Truth and consequences

President Donald Trump listens as Dr. Deborah Birx, White House coronavirus response coordinator, speaks about the coronavirus in the James Brady Press Briefing Room of the White House on Thursday. Credit: AP/Alex Brandon
Truth is a precious thing, important in peacetime, crucial in war.
And America is at war. The foe is the new coronavirus, and our ability to fight back against it — and, critically, to prepare for the next battle against the next infectious disease — has been and will continue to be hampered severely by President Donald Trump’s unwillingness to handle the truth. Just as troubling is his refusal to take responsibility for his actions if something goes wrong.
The president must answer for the damage to the nation being done by his serial assault on truth and his deflection of accountability. He is mangling, distorting and trying to reshape reality. And it’s happening in real time and in plain sight.
Trying to rewrite history to buff his image is a political calculation for Trump; whether for better or worse will be seen in November. But it also has consequences for the recovery effort and for our ability to learn what went wrong in the effort to stop the spread of the virus. How can we analyze that, change our response procedures, and prepare ourselves better with supplies, tests and medicines to ensure this havoc never happens again when we can’t even agree on the facts about what’s happened so far? If everything Trump has done is “perfect,” what’s to be learned? If we don’t learn, we’re doomed to go down this road again. That could be catastrophic.
The evidence
The list of provocations is long.
On Feb. 27, Trump said of the virus, “One day, it’s like a miracle, it will disappear.” That was not true. He said often the virus was like the flu and that it was completely under control, as late as March 15 saying “it’s something we have tremendous control over.” Neither was true.
When Democrats criticized him and his administration for being unprepared and underplaying the virus’ threat, Trump dismissed the critiques on Feb. 28, saying, “And this is their new hoax.” It was not.
He has said repeatedly that anyone who needs a test for the virus can get one; that still isn’t true. He has said he inherited “obsolete tests” from the Obama administration; the virus is new, so no tests existed anywhere.
He has said repeatedly that there are enough ventilators and personal protective equipment, when that was not the case. He has routinely misstated the scope of his travel restrictions on China and his use of the Defense Production Act to order more medical and safety equipment. He mistakenly said he has the sole power to reopen the economy in individual states. He said various government stimulus programs have been rolled out smoothly, when they have been beset by problems.
And on March 17, he said, “I felt it was a pandemic long before it was called a pandemic,” which is preposterous.
Trump bashes the media when it tells truths he cannot accept.
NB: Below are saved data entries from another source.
PR #4455, opened 2023-02-13
Option to start versioning from 0

maxpareschi:
## Brief description
Enables v000 as first version

## Description
Modified all bits i could find on version to allow for 0 as first version. workfile gui also shows 0 as an option.

## Additional info
Ftrack had problems with version 0 in its API, solution was to cast 0 as string before committing the assetversion to db. Seem to work as intended.

## Testing notes:
1. Open Nuke
2. see that the first version of workfile can be set at 0 or is already built as 0 if you have workfile builder active
3. Publish and see v000 on ftrack.
Tested on padding 3 and 4

## Tested hosts
- [x] Nuke (render)
- [x] Maya (pointcache, review)
- [ ] Houdini
- [ ] Fusion
- [ ] Nukestudio
- [ ] Blender
- [ ] 3dsmax
- [ ] Flame
- [ ] Resolve
- [ ] Harmony
- [ ] Tvpaint
- [ ] Photoshop
- [ ] AE
- [ ] Celaction
- [ ] Unreal
- [x] Tray Publisher

For now nuke, traypublisher and maya pass testing (limited to info in parenthesis)


maxpareschi:
does not work in maya, it does not increment version for publishing on collect. will try something. for now keep it blocked

tokejepsen (changes requested):
This will need some setting that is off by default since its quite a fundamental change.

maxpareschi:
> This will need extensive testing is all hosts so I would suggest making a list in the description we can tick off as we test the hosts. Something like this;
> 
> * [ ]  Maya
> * [x]  Nuke

Done!
Also version incrementing seem to work now.
Say, would we probably add some setting and the ability to actually choose the initial version? where would we put that? general? templates?

tokejepsen:
> Say, would we probably add some setting and the ability to actually choose the initial version? where would we put that? general? templates? Maybe family and host filters as well?

Yeah, I would say `project_settings/global/tools/Workfiles` would be a good place. Maybe look at how `project_settings/global/tools/Workfiles/open_workfile_tool_on_startup` is implemented for inspiration.

image

tokejepsen:
Closing this in favour of #5262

His media partners echo him in creating this alternate universe. He amplifies it on social media, even using the official White House account to send out false or misleading information to rewrite history with a partisan lens.
All of this exacts a tremendous cost.
What the nation deserves
America desperately needs a leader now but leadership depends on integrity, which comes from telling the truth. People won’t listen to you or do what you ask of them if they don’t believe in you, if they don’t trust you. Our riven nation is split on this, too. An average of polls compiled by FiveThirtyEight shows that 49% of the nation disapproves of Trump’s response to the virus, while 47.4% approves. Those numbers stagnate our usual politics, but they can be lethal to the unified action needed for an effective pandemic response.
Good leadership also requires acknowledging mistakes. When you refuse to do that, you compound one lie with another. So far, Trump has blamed Congress, Democrats, governors, Barack Obama, the World Health Organization and China for the coronavirus crisis in an attempt to deflect from his own shortcomings. COVID-19 would have been tough for any president to deal with, but it has exposed many of Trump’s shortcomings — his loose management style, his dysfunctional inner circle, his lack of respect for science, his failure to fill critical positions with qualified people, his unbridled ego, and his antipathy to telling the truth.
Lies leave people distrustful of government and of accurate information, and can lead to rash acts like ongoing protests against stay-at-home orders in Michigan and elsewhere. Trump’s vacillations encouraged this behavior. Then on Friday, he tweeted “LIBERATE MICHIGAN!” and two other states, backing political supporters against Democrat governors and in apparent defiance of the guidelines for returning to normal that he unveiled the day before.
Attempts to rewrite or blur the history of what happens make it impossible to tackle big issues the virus has raised. We can’t return to normal yet, as this pandemic and the recession it’s causing shake the assumptions of our society.
Americans see the death toll. They see the bodies piled into refrigerated trucks. They see stressed nurses and doctors lacking equipment to keep them safe. They see millions of other Americans who cannot get tested. They know what’s real and what’s not.
The truth can hurt. It can be inconvenient. It can be messy and uncomfortable. But it is essential to good governance and real leadership, and it is the only way forward. Truth cannot be denied.